The days of chalk, blackboards, classroom lectures and textbooks are fading. Traditional tools have been replaced with tablets, laptops, apps and a classroom learning style that puts more emphasis on the student rather than the teacher.

“My teaching has done a 180,” Engelbrecht said. “I have moved away from traditional lectures, and now the kids are doing their learning. It’s less me and more them.”

Engelbrecht’s freshman students are a part of the first class at Marengo District 154 to buy small laptops called Netbooks as a requirement for all subjects. Freshmen pay a $300 fee and will carry their Netbooks, a case and replacement battery for the next four years.

The laptops essentially put classes online. Software allows teachers to file and grade assignments, and students can access a range of research materials and resources.

Engelbrecht’s students write about lab assignments in Google Docs and publish their work online, where science professionals outside the district have been known to see and offer critiques.

At Martin Elementary in Lake in the Hills, Johnson’s fourth-graders use tablets to learn literacy.

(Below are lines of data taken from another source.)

PR #2716, opened 2020-12-01
PP-7417: Service level test for valid 3ds flex credentials

oswaldquek:
Service level test for the following two scenarios in PP-7417:
Scenario 1: working live account credentials
Scenario 3: working test account credentials

### DIFF
--- a/src/main/java/uk/gov/pay/connector/gateway/worldpay/Worldpay3dsFlexCredentialsValidationService.java
+++ b/src/main/java/uk/gov/pay/connector/gateway/worldpay/Worldpay3dsFlexCredentialsValidationService.java
@@ -1,0 +1,50 @@
+package uk.gov.pay.connector.gateway.worldpay;
+
+import io.dropwizard.setup.Environment;
+import org.apache.http.HttpStatus;
+import uk.gov.pay.connector.app.ConnectorConfiguration;
+import uk.gov.pay.connector.charge.service.Worldpay3dsFlexJwtService;
+import uk.gov.pay.connector.gateway.ClientFactory;
+import uk.gov.pay.connector.gatewayaccount.model.GatewayAccount;
+import uk.gov.pay.connector.gatewayaccount.model.GatewayAccountEntity;
+import uk.gov.pay.connector.gatewayaccount.model.Worldpay3dsFlexCredentials;
+
+import javax.inject.Inject;
+import javax.ws.rs.client.Client;
+import javax.ws.rs.client.Entity;
+import javax.ws.rs.core.MultivaluedHashMap;
+import javax.ws.rs.core.Response;
+import java.time.ZonedDateTime;
+import java.util.Map;
+
+import static uk.gov.pay.connector.gateway.PaymentGatewayName.WORLDPAY;
+
+public class Worldpay3dsFlexCredentialsValidationService {
+
+    private final Client client;
+    private final Worldpay3dsFlexJwtService worldpay3dsFlexJwtService;
+    private final Map<String, String> threeDsFlexDdcUrls;
+
+    @Inject
+    public Worldpay3dsFlexCredentialsValidationService(ClientFactory clientFactory,
+                                                       Environment environment,
+                                                       Worldpay3dsFlexJwtService worldpay3dsFlexJwtService,
+                                                       ConnectorConfiguration connectorConfiguration) {
+        this.worldpay3dsFlexJwtService = worldpay3dsFlexJwtService;
+        client = clientFactory.createWithDropwizardClient(WORLDPAY, environment.metrics());
+        threeDsFlexDdcUrls = connectorConfiguration.getWorldpayConfig().getThreeDsFlexDdcUrls();
+    }
+
+    public boolean validateCredentials(GatewayAccountEntity gatewayAccountEntity, Worldpay3dsFlexCredentials flexCredentials) {
+        String ddcToken = worldpay3dsFlexJwtService.generateDdcToken(GatewayAccount.valueOf(gatewayAccountEntity), 
+                flexCredentials, ZonedDateTime.now());
+
+        var formData = new MultivaluedHashMap<String, String>();
+        formData.add("JWT", ddcToken);
+
+        String url = threeDsFlexDdcUrls.get(gatewayAccountEntity.getType());
+
+        Response response = client.target(url).request().post(Entity.form(formData));
+        return response.getStatus() == HttpStatus.SC_OK;
+    }
+}
--- a/src/main/java/uk/gov/pay/connector/gatewayaccount/model/GatewayAccount.java
+++ b/src/main/java/uk/gov/pay/connector/gatewayaccount/model/GatewayAccount.java
@@ -4,6 +4,7 @@ import com.fasterxml.jackson.annotation.JsonProperty;
 import com.google.common.collect.ImmutableMap;
 
 import java.util.Map;
+import java.util.Objects;
 
 public class GatewayAccount {
     public static final String CREDENTIALS_MERCHANT_ID = "merchant_id";
@@ -47,5 +48,20 @@ public class GatewayAccount {
 
     public static GatewayAccount valueOf(GatewayAccountEntity entity) {
         return new GatewayAccount(entity.getId(), entity.getGatewayName(), entity.getCredentials());
+    }
+
+    @Override
+    public boolean equals(Object o) {
+        if (this == o) return true;
+        if (o == null || getClass() != o.getClass()) return false;
+        GatewayAccount that = (GatewayAccount) o;
+        return Objects.equals(id, that.id) &&
+                Objects.equals(gatewayName, that.gatewayName) &&
+                Objects.equals(credentials, that.credentials);
+    }
+
+    @Override
+    public int hashCode() {
+        return Objects.hash(id, gatewayName, credentials);
     }
 }
--- a/src/test/java/uk/gov/pay/connector/gateway/worldpay/Worldpay3dsFlexCredentialsValidationServiceTest.java
+++ b/src/test/java/uk/gov/pay/connector/gateway/worldpay/Worldpay3dsFlexCredentialsValidationServiceTest.java
@@ -1,0 +1,126 @@
+package uk.gov.pay.connector.gateway.worldpay;
+
+import com.codahale.metrics.MetricRegistry;
+import io.dropwizard.setup.Environment;
+import org.apache.http.HttpStatus;
+import org.junit.jupiter.api.BeforeEach;
+import org.junit.jupiter.api.Disabled;
+import org.junit.jupiter.api.Test;
+import org.junit.jupiter.api.extension.ExtendWith;
+import org.junit.jupiter.params.ParameterizedTest;
+import org.junit.jupiter.params.provider.ValueSource;
+import org.mockito.Mock;
+import org.mockito.junit.jupiter.MockitoExtension;
+import uk.gov.pay.connector.app.ConnectorConfiguration;
+import uk.gov.pay.connector.app.WorldpayConfig;
+import uk.gov.pay.connector.charge.service.Worldpay3dsFlexJwtService;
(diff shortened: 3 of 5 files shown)


src/main/java/uk/gov/pay/connector/gateway/worldpay/Worldpay3dsFlexCredentialsValidationService.java
```diff
@@ -0,0 +1,55 @@
...
+        boolean isValid = gatewayAccountService
+                .getGatewayAccount(gatewayAccountId)
+                .map(gatewayAccountEntity -> {
+                    String ddcToken = worldpay3dsFlexJwtService.generateDdcToken(
+                            GatewayAccount.valueOf(gatewayAccountEntity), flexCredentials, ZonedDateTime.now());
+                    var formData = new MultivaluedHashMap<String, String>();
+                    formData.add("JWT", ddcToken);
+                    String url = threeDsFlexDdcUrls.get(gatewayAccountEntity.getType());
+                    Response response = client.target(url).request().post(Entity.form(formData));
+                    return response.getStatus() == HttpStatus.SC_OK;
```
alexbishop1: Feel free to put some blank lines in this to break it up into logical parts.

src/main/java/uk/gov/pay/connector/gateway/worldpay/Worldpay3dsFlexCredentialsValidationService.java
```diff
@@ -0,0 +1,55 @@
...
+                }).get();
```
alexbishop1: This `get()` is going to crash and burn if the gateway account isn’t there. Can we do something more graceful, even if it’s throwing an exception?

src/test/java/uk/gov/pay/connector/gateway/worldpay/Worldpay3dsFlexCredentialsValidationServiceTest.java
```diff
@@ -0,0 +1,136 @@
...
+
+    private void mockJerseyClient() {
+        MetricRegistry metricRegistry = mock(MetricRegistry.class);
+        when(environment.metrics()).thenReturn(metricRegistry);
+        when(clientFactory.createWithDropwizardClient(any(PaymentGatewayName.class), any(MetricRegistry.class)))
+                .thenReturn(client);
+        WebTarget webTarget = mock(WebTarget.class);
+        when(client.target(any(String.class))).thenReturn(webTarget);
+        when(webTarget.request()).thenReturn(invocationBuilder);
+        when(invocationBuilder.post(any(Entity.class))).thenReturn(response);
```
alexbishop1: Is there any way we can make this stubbing more specific? Right now, once the service has the gateway account, it could be making basically any request.

src/test/java/uk/gov/pay/connector/gateway/worldpay/Worldpay3dsFlexCredentialsValidationServiceTest.java
```diff
@@ -0,0 +1,136 @@
...
+    }
+
+    private void mockWorldpay3dsFlexJwtService() {
+        when(worldpay3dsFlexJwtService.generateDdcToken(any(GatewayAccount.class), any(Worldpay3dsFlexCredentials.class), any(ZonedDateTime.class)))
```
alexbishop1: We should be able to stub exact values of the gateway account and its credentials.

alexbishop1 (changes requested):
Looks like a good start but I’m concerned the tests are a little too loose in terms of what they will allow.

src/main/java/uk/gov/pay/connector/gateway/worldpay/Worldpay3dsFlexCredentialsValidationService.java
oswaldquek: On balance I thought leaving it as `get()` would be ok for now as I have the following tests to implement:
```
    @Test
    @Disabled
    void gateway_account_does_not_exist() {
        //TODO implement
    }

    @Test
    @Disabled
    void gateway_account_is_not_a_worldpay_account() {
        //TODO implement
    }
```
and I want to make PRs as small as possible. But I can just throw a RuntimeException for now if you prefer.

alexbishop1: Since it’s currently unused code, I’m happy with whatever approach you want to take.

src/test/java/uk/gov/pay/connector/gateway/worldpay/Worldpay3dsFlexCredentialsValidationServiceTest.java
oswaldquek: I do have a `verify(client).target(threeDsFlexDdcUrls.get(type));` in the test which resolves the `client.target` part. I can add a verification for the `invocationBuilder.post`. I'd rather do this than make the stubbing very specific as I like how clean the tests look currently as I don't want to pollute them with `when...thenReturn` lines.

src/test/java/uk/gov/pay/connector/gateway/worldpay/Worldpay3dsFlexCredentialsValidationServiceTest.java
oswaldquek: I think this will be difficult as the Worldpay3dsFlexJwtService is called with a `ZonedDateTime.now()`:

Her students have used the school-provided tablets for language exercises and to email Johnson after school with questions about the day’s lessons.

“If they have a question, they can Google it themselves and take a more active role in their learning,” Johnson said. “I see much more motivation and willingness to do projects.”

High School District 156 in McHenry will ask voters in an April referendum about refinancing bonds to upgrade the district’s antiquated computer network to a wireless one that can support laptops and tablets in classrooms.

But there can be drawbacks to increased use of technology in the classroom. About 87 percent of 2,462 teachers recently surveyed by the Pew Internet Project said technology is creating an “easily distracted generation with short attention spans.”